Work to be completed ▸
Below are the records; count how many of their lines carry "seems" and give only the number.

++++ Input material

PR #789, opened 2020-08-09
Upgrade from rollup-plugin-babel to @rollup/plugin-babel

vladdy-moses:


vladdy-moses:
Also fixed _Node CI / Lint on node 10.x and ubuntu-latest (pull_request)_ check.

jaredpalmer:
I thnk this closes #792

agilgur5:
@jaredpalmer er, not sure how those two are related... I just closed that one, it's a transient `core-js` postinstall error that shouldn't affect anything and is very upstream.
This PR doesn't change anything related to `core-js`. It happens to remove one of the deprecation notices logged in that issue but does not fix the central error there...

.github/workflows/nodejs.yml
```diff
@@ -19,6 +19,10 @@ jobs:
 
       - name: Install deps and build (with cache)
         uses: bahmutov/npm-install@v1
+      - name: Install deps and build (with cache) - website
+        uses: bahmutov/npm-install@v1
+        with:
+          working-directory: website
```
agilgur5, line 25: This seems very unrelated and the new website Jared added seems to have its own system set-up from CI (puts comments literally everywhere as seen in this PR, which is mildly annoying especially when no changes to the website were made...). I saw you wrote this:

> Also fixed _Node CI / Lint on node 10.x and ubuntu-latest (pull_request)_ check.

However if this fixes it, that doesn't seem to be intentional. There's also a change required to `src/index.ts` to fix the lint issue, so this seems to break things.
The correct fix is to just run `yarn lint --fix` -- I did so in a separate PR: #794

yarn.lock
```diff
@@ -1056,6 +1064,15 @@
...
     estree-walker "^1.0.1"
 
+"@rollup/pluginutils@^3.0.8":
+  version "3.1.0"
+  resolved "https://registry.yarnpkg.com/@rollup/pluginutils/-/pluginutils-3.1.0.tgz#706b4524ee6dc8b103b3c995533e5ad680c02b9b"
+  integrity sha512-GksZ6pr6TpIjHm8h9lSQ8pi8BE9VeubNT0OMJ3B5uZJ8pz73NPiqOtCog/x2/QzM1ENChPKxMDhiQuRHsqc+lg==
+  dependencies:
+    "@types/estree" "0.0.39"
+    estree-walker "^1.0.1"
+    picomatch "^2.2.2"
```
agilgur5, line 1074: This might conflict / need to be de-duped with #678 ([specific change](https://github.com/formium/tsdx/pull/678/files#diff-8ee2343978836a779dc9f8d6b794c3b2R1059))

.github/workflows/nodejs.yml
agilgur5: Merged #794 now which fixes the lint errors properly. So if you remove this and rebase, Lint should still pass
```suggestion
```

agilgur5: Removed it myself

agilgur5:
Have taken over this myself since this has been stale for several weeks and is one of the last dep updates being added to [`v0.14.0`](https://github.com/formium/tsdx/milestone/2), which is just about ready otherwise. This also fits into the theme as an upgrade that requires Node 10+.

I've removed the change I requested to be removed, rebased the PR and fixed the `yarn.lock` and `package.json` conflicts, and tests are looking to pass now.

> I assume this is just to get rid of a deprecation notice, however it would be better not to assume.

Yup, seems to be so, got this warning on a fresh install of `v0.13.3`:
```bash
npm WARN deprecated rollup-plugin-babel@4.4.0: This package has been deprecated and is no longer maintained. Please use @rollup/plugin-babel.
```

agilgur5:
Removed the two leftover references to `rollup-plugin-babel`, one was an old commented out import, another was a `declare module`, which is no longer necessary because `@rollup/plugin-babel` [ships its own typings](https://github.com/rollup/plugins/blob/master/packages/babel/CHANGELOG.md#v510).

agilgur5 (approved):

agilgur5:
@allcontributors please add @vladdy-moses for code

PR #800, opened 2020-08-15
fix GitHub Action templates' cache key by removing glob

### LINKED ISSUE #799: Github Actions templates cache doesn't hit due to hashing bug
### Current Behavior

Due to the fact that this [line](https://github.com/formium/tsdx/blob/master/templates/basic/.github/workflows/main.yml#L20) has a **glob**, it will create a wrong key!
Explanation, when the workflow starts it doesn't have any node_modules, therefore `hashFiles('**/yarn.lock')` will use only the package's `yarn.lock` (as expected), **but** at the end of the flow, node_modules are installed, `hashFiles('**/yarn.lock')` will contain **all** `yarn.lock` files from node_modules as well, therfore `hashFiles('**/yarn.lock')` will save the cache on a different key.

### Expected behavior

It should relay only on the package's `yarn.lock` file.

++++++++

Solution to the exercise ▸
3